(Stored data)
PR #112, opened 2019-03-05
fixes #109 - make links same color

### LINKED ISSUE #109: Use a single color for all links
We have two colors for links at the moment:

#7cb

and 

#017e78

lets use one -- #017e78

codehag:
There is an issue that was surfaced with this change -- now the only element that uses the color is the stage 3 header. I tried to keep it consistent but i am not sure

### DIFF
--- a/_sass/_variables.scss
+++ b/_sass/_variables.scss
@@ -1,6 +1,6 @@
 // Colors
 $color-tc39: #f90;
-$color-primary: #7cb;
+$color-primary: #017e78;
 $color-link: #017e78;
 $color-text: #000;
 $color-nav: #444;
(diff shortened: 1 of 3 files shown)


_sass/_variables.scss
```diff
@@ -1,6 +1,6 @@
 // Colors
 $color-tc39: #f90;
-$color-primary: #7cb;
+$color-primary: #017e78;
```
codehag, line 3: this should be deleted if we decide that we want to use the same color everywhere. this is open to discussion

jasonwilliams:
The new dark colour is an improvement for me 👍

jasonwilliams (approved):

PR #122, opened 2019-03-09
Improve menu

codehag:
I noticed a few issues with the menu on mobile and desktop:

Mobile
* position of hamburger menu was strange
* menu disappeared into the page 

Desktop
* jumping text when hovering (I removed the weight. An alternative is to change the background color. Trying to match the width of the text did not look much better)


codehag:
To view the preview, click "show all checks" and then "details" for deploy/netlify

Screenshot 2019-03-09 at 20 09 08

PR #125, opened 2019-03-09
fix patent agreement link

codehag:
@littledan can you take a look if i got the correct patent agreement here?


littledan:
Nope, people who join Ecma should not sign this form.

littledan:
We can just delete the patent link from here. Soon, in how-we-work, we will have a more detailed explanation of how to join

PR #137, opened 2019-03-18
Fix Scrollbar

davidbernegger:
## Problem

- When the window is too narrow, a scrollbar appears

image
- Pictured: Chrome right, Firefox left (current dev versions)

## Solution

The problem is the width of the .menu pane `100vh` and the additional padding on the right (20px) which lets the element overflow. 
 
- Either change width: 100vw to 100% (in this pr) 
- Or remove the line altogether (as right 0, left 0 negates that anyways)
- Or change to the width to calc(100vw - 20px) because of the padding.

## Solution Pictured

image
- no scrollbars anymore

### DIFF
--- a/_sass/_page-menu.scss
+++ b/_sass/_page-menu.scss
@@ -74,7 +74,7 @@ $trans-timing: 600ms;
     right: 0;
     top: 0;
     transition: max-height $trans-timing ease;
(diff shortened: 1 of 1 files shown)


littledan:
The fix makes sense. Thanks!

## Task to carry out:
In the entries above, which lines hold the word "timing"? Copy them out.

## Answer section:
@@ -74,7 +74,7 @@ $trans-timing: 600ms;
     transition: max-height $trans-timing ease;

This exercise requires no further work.